Set down the material again. Keep every line exactly as it is.

* Data segment
=== Section Start ===
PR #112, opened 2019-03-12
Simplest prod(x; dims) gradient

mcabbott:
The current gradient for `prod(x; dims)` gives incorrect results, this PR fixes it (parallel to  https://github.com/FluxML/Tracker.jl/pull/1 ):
=== Section End ===
* Problem solution
PR #112, opened 2019-03-12
Simplest prod(x; dims) gradient

mcabbott:
The current gradient for `prod(x; dims)` gives incorrect results, this PR fixes it (parallel to  https://github.com/FluxML/Tracker.jl/pull/1 ):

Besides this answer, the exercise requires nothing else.